◆ EXERCISE
Some of the lines below need repeating. Reproduce exactly those between the lines holding "No tests were" and "- Cursor inputs", inclusive.

§

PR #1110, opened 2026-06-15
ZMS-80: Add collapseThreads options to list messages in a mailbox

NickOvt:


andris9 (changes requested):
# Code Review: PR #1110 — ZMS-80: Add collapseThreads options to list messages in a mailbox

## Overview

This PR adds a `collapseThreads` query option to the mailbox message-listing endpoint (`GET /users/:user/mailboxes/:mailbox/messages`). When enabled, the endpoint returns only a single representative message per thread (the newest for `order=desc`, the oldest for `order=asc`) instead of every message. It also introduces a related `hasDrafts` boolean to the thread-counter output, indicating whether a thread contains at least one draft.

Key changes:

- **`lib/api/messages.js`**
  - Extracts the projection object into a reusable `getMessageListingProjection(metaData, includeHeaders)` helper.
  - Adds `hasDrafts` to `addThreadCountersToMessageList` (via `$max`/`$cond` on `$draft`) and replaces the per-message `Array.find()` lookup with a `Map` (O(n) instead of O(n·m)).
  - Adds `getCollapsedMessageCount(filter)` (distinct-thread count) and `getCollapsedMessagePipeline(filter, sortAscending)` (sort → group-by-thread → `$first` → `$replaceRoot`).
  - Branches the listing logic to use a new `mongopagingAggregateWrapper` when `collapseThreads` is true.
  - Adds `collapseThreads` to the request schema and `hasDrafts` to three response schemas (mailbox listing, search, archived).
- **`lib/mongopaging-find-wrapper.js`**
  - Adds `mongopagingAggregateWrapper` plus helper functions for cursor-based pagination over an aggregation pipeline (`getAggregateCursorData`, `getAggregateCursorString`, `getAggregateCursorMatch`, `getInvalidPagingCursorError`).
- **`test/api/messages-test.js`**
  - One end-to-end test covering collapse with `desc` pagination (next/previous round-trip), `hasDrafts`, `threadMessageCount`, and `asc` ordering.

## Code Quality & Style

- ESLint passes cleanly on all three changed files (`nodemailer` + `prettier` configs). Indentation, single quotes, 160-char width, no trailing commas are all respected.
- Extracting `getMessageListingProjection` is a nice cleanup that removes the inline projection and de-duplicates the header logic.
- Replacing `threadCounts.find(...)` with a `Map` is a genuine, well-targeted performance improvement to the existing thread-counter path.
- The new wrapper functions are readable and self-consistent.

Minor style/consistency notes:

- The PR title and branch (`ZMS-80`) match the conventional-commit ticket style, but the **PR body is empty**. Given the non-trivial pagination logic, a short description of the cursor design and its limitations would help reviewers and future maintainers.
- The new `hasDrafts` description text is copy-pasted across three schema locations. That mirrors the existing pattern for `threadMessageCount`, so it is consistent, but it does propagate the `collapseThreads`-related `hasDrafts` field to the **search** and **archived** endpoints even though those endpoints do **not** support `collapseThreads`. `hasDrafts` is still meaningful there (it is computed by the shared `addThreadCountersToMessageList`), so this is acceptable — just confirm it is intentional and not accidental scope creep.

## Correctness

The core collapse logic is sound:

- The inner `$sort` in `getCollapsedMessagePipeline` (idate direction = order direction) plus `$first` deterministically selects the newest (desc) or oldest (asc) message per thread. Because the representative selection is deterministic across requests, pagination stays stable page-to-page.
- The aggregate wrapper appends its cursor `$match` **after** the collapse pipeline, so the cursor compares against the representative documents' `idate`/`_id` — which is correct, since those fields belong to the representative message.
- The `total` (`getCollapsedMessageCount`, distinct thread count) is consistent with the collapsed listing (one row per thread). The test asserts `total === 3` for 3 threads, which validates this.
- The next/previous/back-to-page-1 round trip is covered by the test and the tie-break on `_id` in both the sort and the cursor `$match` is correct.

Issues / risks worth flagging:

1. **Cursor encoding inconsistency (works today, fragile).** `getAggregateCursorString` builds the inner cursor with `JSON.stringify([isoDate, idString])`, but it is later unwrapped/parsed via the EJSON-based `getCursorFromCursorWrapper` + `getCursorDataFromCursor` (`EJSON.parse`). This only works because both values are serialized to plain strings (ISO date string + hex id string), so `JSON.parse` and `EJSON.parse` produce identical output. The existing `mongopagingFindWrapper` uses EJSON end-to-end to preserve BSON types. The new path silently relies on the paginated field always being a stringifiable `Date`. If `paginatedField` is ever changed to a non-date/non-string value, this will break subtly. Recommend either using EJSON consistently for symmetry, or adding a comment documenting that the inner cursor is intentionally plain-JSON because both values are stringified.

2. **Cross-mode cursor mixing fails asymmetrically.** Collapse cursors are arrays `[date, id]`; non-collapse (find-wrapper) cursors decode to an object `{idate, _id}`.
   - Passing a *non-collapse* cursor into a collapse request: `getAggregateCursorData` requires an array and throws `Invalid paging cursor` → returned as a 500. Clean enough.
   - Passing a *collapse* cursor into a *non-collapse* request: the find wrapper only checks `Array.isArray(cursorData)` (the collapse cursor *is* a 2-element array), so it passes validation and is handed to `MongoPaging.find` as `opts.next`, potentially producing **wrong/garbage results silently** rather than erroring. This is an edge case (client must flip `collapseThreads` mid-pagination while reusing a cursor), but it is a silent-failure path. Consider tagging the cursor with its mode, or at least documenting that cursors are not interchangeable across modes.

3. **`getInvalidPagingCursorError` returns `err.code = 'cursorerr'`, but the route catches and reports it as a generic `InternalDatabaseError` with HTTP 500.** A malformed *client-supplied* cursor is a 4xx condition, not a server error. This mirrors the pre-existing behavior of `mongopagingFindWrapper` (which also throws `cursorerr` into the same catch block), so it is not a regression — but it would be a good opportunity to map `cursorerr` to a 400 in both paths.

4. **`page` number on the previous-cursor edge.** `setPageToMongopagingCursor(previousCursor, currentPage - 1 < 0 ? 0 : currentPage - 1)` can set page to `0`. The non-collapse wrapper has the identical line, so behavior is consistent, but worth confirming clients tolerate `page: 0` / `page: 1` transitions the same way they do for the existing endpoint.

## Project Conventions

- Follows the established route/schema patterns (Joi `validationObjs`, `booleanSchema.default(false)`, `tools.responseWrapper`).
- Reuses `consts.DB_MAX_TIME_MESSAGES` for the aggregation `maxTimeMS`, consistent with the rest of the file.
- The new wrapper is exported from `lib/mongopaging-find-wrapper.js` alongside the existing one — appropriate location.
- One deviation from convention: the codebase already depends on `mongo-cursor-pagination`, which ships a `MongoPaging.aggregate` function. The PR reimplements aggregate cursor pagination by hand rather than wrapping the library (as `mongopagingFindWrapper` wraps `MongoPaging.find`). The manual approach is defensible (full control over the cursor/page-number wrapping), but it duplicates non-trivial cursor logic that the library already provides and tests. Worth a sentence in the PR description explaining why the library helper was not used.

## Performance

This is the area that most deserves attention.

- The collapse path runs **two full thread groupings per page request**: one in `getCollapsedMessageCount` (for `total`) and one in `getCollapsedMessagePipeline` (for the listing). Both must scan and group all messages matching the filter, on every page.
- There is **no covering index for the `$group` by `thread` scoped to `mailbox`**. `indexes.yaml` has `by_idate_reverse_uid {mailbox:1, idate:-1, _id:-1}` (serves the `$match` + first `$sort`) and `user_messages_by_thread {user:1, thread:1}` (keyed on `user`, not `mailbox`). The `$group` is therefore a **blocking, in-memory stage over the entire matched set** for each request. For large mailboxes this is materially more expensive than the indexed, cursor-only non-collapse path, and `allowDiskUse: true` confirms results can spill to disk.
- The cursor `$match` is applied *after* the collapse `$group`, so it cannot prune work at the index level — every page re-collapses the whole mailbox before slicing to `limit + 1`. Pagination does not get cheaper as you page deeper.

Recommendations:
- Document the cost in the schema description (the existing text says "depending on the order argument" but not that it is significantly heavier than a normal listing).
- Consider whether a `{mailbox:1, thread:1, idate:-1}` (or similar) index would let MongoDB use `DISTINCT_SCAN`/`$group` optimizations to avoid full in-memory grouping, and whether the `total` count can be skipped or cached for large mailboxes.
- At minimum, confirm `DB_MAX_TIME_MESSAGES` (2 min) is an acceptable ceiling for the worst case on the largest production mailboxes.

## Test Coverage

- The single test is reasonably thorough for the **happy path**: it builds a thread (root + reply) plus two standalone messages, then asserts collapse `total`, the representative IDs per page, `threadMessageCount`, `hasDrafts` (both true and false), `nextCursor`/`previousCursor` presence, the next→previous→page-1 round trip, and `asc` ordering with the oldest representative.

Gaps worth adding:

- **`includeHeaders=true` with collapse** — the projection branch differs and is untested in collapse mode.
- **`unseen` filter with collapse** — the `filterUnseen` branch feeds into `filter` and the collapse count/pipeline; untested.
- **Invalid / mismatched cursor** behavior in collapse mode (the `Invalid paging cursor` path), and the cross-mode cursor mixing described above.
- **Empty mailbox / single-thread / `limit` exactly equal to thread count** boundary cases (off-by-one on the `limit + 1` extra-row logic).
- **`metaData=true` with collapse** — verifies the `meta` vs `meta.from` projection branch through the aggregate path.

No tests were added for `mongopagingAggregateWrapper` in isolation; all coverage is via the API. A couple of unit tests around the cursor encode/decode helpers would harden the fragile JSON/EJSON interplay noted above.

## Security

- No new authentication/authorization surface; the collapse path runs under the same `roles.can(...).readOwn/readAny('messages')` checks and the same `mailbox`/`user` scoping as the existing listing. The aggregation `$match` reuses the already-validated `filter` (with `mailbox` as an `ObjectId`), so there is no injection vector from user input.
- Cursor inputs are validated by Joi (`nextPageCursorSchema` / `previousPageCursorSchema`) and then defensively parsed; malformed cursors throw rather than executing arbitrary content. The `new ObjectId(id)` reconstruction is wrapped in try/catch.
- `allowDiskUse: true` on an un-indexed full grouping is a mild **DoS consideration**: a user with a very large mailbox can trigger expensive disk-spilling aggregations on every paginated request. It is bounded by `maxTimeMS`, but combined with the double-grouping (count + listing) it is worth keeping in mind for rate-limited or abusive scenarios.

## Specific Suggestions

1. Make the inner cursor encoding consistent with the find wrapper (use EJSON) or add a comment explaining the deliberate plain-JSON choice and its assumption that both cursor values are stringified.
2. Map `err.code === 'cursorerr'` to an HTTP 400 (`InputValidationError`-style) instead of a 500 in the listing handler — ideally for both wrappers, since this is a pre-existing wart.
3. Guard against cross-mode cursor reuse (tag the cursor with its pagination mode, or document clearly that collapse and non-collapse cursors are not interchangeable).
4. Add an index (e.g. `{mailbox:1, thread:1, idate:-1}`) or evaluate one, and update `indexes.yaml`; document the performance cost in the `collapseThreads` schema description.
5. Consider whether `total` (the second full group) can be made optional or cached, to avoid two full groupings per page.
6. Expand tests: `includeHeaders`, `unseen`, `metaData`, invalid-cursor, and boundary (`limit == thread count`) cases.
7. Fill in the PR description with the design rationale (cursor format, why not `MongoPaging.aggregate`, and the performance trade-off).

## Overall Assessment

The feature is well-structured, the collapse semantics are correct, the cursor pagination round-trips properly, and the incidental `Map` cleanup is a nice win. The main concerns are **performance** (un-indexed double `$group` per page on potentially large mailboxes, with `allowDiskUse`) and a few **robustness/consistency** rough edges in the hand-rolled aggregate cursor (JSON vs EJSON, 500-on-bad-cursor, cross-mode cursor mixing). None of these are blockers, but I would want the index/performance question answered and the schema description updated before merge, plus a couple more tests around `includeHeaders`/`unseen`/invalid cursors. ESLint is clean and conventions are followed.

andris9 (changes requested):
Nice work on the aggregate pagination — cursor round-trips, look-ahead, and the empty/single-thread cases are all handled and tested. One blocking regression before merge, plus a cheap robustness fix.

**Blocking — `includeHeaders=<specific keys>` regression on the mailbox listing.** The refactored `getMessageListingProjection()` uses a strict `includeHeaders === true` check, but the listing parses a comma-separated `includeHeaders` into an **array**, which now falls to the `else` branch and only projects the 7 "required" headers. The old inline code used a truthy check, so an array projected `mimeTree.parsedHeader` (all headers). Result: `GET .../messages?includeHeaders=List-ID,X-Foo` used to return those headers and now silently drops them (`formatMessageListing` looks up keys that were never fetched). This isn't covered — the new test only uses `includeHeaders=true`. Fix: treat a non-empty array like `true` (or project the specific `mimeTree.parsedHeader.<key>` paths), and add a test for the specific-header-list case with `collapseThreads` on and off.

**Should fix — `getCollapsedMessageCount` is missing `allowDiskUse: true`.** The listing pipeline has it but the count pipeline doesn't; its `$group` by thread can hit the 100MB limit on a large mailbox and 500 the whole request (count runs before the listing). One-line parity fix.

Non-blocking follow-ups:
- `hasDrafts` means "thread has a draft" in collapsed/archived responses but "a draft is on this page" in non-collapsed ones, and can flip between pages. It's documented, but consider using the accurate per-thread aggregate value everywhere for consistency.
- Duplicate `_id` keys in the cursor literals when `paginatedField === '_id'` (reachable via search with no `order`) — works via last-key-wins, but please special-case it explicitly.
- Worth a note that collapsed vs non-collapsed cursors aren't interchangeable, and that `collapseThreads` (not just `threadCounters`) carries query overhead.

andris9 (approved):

§

◆ TASK SOLUTION
No tests were added for `mongopagingAggregateWrapper` in isolation; all coverage is via the API. A couple of unit tests around the cursor encode/decode helpers would harden the fragile JSON/EJSON interplay noted above.

## Security

- No new authentication/authorization surface; the collapse path runs under the same `roles.can(...).readOwn/readAny('messages')` checks and the same `mailbox`/`user` scoping as the existing listing. The aggregation `$match` reuses the already-validated `filter` (with `mailbox` as an `ObjectId`), so there is no injection vector from user input.
- Cursor inputs are validated by Joi (`nextPageCursorSchema` / `previousPageCursorSchema`) and then defensively parsed; malformed cursors throw rather than executing arbitrary content. The `new ObjectId(id)` reconstruction is wrapped in try/catch.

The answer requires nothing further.